§ **YOUR GOAL**: In the records below, find every line that contains "based" and list it.
[[ DATA SECTION, beginning ]]
PR #3231, opened 2026-06-21
PICARD-3328: Support TOML-based exportable/importable profiles

zas:
## Summary

* This is a…
  * [ ] Bug fix
  * [x] Feature addition
  * [ ] Refactoring
  * [ ] Other

Implement shareable profiles: TOML-based profile export/import for sharing configurations on forums and backing up profiles. Includes CLI (`picard-cli profiles`), GUI buttons, version-aware settings upgrades on import, and a comprehensive design document.

## Problem

* JIRA ticket: PICARD-3328

Users of media servers like Navidrome, Plex, or Jellyfin need specific Picard configurations (scripts + settings) that are currently scattered across forum posts and documentation. There's no way to share or import a complete profile configuration.

### New `picard/profiles/` package:

- **`exporter.py`** — `export_profile()`: exports a profile as self-contained TOML with settings, naming script, and tagger scripts. Share mode excludes sensitive data; backup mode includes everything + profile UUID.
- **`importer.py`** — `import_profile()`: imports a TOML file, validates settings, registers scripts, handles collisions, deduplicates tagger scripts, supports `--replace` to update existing profiles.
- **`settings_upgrades.py`** — Version-keyed transform registry that upgrades old option names/formats in imported profiles (leverages PICARD-3330 helpers).
- **`cli.py`** — `picard-cli profiles` subcommand with `list`, `export`, `import` verbs. Supports partial matching on title/UUID, colored output, and confirmation prompts (overwrite/replace).

### Other changes:

- `shareable` flag on `Option` (9 options marked as non-shareable: credentials, paths, platform-specific)
- `tomlkit` promoted to runtime dependency
- Export/Import buttons on profiles options page with replace detection
- Settings upgrade registry: infrastructure only (no old-version hooks needed since profiles can only be exported from this version forward)
- Design document: `docs/ShareableProfiles.md`

### CLI usage:

```bash
picard-cli profiles list
picard-cli profiles export "Navidrome" -o navidrome.toml
picard-cli profiles import navidrome.toml --enable
picard-cli profiles import updated.toml --replace "Navidrome"
```

## AI Usage

* [ ] No AI/LLM use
[[ DATA SECTION, end ]]
§ **TASK RESPONSE**:
PICARD-3328: Support TOML-based exportable/importable profiles
Implement shareable profiles: TOML-based profile export/import for sharing configurations on forums and backing up profiles. Includes CLI (`picard-cli profiles`), GUI buttons, version-aware settings upgrades on import, and a comprehensive design document.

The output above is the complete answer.